* _Data for this exercise_:
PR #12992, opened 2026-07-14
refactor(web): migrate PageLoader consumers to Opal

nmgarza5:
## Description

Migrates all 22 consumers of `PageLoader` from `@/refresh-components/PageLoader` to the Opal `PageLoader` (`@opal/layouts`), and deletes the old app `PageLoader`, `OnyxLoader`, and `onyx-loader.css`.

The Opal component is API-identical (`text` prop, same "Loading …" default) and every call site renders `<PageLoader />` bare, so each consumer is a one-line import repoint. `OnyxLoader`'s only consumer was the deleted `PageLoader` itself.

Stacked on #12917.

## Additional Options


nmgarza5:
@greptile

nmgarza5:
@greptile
---
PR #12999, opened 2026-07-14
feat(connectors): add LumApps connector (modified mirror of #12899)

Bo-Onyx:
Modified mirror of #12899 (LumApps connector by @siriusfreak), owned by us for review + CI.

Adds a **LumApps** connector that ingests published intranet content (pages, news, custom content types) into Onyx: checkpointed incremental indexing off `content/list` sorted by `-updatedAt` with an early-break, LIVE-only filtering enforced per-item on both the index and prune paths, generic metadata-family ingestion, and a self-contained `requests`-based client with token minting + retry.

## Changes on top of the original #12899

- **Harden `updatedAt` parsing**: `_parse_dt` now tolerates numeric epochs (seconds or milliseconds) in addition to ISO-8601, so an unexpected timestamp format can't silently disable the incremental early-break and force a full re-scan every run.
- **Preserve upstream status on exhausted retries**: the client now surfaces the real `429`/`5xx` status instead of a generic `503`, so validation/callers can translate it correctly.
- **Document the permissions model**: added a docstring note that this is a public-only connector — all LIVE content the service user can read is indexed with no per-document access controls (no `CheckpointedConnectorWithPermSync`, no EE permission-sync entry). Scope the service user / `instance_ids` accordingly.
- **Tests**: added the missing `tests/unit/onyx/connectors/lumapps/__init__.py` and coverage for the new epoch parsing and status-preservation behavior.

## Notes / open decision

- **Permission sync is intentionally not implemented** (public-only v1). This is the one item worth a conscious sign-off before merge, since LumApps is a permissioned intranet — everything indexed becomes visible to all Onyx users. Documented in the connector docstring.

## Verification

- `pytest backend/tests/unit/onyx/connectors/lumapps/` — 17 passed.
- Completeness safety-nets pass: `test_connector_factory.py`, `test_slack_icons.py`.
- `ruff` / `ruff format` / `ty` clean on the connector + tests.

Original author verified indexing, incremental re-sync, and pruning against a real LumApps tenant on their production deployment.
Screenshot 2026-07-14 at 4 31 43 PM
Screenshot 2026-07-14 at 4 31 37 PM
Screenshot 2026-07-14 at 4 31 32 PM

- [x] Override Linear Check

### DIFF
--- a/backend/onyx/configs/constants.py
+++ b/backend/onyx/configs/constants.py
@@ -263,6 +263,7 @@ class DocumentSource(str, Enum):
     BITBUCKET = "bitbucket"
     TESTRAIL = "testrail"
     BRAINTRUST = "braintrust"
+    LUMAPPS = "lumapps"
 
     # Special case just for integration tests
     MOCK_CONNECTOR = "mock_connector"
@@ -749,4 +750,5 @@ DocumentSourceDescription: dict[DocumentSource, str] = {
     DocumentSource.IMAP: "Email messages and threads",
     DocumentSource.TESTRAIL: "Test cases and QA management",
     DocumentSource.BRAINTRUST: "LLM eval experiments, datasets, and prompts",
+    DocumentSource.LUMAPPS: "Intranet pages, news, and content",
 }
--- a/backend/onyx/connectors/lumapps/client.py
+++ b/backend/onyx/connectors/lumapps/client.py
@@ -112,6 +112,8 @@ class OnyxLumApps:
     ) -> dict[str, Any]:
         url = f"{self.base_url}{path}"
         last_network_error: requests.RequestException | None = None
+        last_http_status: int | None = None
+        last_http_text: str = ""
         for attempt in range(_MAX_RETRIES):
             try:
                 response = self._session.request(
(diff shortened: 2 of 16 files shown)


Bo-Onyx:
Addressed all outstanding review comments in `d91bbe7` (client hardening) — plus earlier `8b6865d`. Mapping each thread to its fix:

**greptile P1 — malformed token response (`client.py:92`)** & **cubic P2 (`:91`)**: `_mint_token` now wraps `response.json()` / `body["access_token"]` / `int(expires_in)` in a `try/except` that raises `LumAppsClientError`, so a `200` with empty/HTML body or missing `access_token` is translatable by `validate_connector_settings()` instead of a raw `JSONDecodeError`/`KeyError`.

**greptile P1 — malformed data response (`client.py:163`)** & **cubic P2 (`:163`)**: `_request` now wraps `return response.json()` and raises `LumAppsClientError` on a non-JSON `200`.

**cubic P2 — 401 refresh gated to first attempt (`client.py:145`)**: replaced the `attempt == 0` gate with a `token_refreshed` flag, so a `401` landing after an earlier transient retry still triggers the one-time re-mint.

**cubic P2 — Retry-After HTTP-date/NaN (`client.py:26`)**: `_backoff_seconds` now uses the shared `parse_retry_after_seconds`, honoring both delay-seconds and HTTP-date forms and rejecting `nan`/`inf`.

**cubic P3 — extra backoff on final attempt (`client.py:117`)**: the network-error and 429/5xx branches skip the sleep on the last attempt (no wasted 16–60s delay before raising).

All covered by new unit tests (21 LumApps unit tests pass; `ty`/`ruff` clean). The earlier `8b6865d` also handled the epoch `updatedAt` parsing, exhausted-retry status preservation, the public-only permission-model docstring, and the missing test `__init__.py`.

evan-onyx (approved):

* _What the task asks_:
Return a copy of each line in the entries that carries the string "None".

* _Problem solution_:
         last_network_error: requests.RequestException | None = None
+        last_http_status: int | None = None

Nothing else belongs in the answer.